TASK DESCRIPTION =
Among the lines below, take the one holding "PR #322, opened 2017-12-10", the one holding "### LINKED ISSUE", and all lines between them. Set them down exactly.

DATA SHOWN =
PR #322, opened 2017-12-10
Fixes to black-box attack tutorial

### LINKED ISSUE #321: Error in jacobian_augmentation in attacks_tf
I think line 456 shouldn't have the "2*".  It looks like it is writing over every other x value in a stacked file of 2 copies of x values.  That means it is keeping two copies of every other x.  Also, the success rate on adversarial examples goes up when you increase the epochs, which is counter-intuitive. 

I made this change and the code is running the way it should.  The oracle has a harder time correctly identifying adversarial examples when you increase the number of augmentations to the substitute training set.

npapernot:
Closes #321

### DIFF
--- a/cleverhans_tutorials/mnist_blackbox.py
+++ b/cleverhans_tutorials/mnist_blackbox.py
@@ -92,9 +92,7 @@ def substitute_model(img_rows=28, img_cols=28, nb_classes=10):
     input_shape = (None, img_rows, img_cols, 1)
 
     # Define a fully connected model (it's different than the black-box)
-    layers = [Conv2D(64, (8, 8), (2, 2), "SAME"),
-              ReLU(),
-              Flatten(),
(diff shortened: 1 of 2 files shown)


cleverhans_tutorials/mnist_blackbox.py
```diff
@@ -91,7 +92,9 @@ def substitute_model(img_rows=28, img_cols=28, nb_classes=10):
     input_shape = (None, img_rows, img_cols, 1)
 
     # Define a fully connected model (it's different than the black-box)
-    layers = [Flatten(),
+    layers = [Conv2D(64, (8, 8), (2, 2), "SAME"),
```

--

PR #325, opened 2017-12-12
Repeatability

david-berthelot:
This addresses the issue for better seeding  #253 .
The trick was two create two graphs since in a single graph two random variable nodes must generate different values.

RESULT OF THE EXERCISE =
PR #322, opened 2017-12-10
Fixes to black-box attack tutorial

### LINKED ISSUE #321: Error in jacobian_augmentation in attacks_tf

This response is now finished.